The global aerospace parts manufacturing market is set to grow by $190.69 billion from 2024 to 2028, according to a new report from Technavio. The market research firm attributes this growth to an increased demand for new commercial and defense aircraft. The market is expected to grow at a compound annual growth rate (CAGR) of 4.19% during the forecast period.

The report highlights that the aerospace parts manufacturing market is experiencing growth due to the renewal of commercial and defense fleets. This renewal is being driven by factors such as population growth, urbanization, and rising disposable income. Additionally, the report notes that the increased efficiency of advanced aircraft models is leading to greater demand for these new planes, particularly in the commercial sector. This demand is further boosting the market for maintenance, repair, and overhaul (MRO) services, engines, insulation components, and other aircraft parts.

In response to this market growth, aerospace parts manufacturers are focusing on producing carbon-efficient components, addressing aging fleets, and meeting the needs of defense modernization programs. These efforts are particularly concentrated on the production of MRO services, engines, insulation components, and aircraft parts for commercial, business, general aviation, and military aircraft.
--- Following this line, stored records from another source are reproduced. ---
PR #1645, opened 2015-11-03
a git repo can be accessed via ssh

rvalyi:
say you want to do:
```
dokku plugin:install ssh://git@gitserver.example.com:port/path
```

currently this fails silently. But it works with my patch.


michaelshobbs:
👍🏼

u2mejc:
:+1: :shipit:

PR #1651, opened 2015-11-04
Resolve SC2029: 'this expands on client side'

callahad:
https://github.com/koalaman/shellcheck/wiki/SC2029

This patch addes inline directives where this is the desired behavior,
instead of globaly excluding the check.


callahad:
This CI failure looks like some intermittent host problem. There's literally no way this patch could have caused it. :(

PR #1652, opened 2015-11-04
Resolve SC2143: 'Instead of [ -n $(foo | grep bar) ], use foo | grep -q bar'

callahad:
...we actually don't violate this

https://github.com/koalaman/shellcheck/wiki/SC2143

### DIFF
--- a/tests.mk
+++ b/tests.mk
@@ -61,11 +61,10 @@ lint:
 	# these are disabled due to their expansive existence in the codebase. we should clean it up though
 	# SC2034: VAR appears unused - https://github.com/koalaman/shellcheck/wiki/SC2034
 	# SC2086: Double quote to prevent globbing and word splitting - https://github.com/koalaman/shellcheck/wiki/SC2086
-	# SC2143: Instead of [ -n $(foo | grep bar) ], use foo | grep -q bar - https://github.com/koalaman/shellcheck/wiki/SC2143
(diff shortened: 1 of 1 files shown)


callahad:
Bogus CI failure; the lint stage passed, and the only change in this PR is to the parameters passed to shellcheck. Looks like an issue with btrfs on the CI box.

callahad:
Actually, I'm seeing the btrfs failures on successful CI runs, so that's not what's causing things to blow up...

callahad:
So this is where it failed happened:

```
remote: -----> Building test-go-4254 from herokuish...
remote: WARNING: Your kernel does not support memory swappiness capabilities, memory swappiness discarded.
remote: -----> Adding BUILD_ENV to build environment...
remote: WARNING: Your kernel does not support memory swappiness capabilities, memory swappiness discarded.
remote: WARNING: Your kernel does not support memory swappiness capabilities, memory swappiness discarded.
remote: WARNING: Your kernel does not support memory swappiness capabilities, memory swappiness discarded.
remote: You cannot attach to a stopped container, start it first
To dokku@dokku.me:test-go-4254
error: failed to push some refs to 'dokku@dokku.me:test-go-4254'
+ failed git-push
+ echo '************ git-push failed ************'
************ git-push failed ************
```

If only we knew why the pre-receive hook failed... either way, it couldn't have been this patch :)

PR #1656, opened 2015-11-05
Resolve SC2001: 'See if you can use ${var//search/replace} instead'

callahad:
https://github.com/koalaman/shellcheck/wiki/SC2001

The aerospace parts manufacturing market is also being driven by the increased demand for new aircraft across commercial, business, and military segments. The report notes that aging fleets in the commercial aircraft sector are necessitating MRO activities, which in turn is driving demand for components like engines and insulation materials. As airport facilities expand and the frequency of flights increases to meet growing passenger travel, the demand for these components is expected to rise. Similarly, the report highlights that aging aircraft in the aerospace and defense industry are also driving the need for fleet replacement and the production of new aircraft and corresponding components.

The carbon-intensive nature of aerospace manufacturing is also contributing to the demand for new components. The report notes that manufacturers are exploring the use of raw materials that minimize environmental impact as they produce components for commercial, business, and military aircraft. This focus on sustainability is expected to continue as manufacturers address the carbon footprint of the industry.

Geographically, North America is expected to be a key contributor to the growth of the aerospace parts manufacturing market, accounting for 52% of market share. The region’s market growth will be driven by the demand for helicopter parts, aging fleets, and MRO activities in the aerospace and defense sector. Additionally, North America will see increased production of accessories for new-age aircraft to meet passenger needs, as well as ongoing maintenance and upgrades for airport facilities.

In addition to North America, the report also highlights key market contributors in other regions, including Europe, the Asia-Pacific, the Middle East and Africa, and South America. Key companies identified in the report’s market scope include AEFP Group, Aequs Pvt. Ltd., Camar Aircraft Parts Co., CTRM Sdn. Bhd., DAHER, Diehl Stiftung and Co. KG, Ducommun Inc., Eaton Corp. Plc, General Electric Co., Groupe Industriel Marcel Dassault, Honeywell International Inc., IHI Corp., JAMCO Corp., Kawasaki Heavy Industries Ltd., Liebherr International Deutschland GmbH, Mitsubishi Heavy Industries Ltd., Rolls Royce Holdings Plc, Safran SA, Thales Group, Transdigm Group Inc., and W. L. Gore and Associates Inc.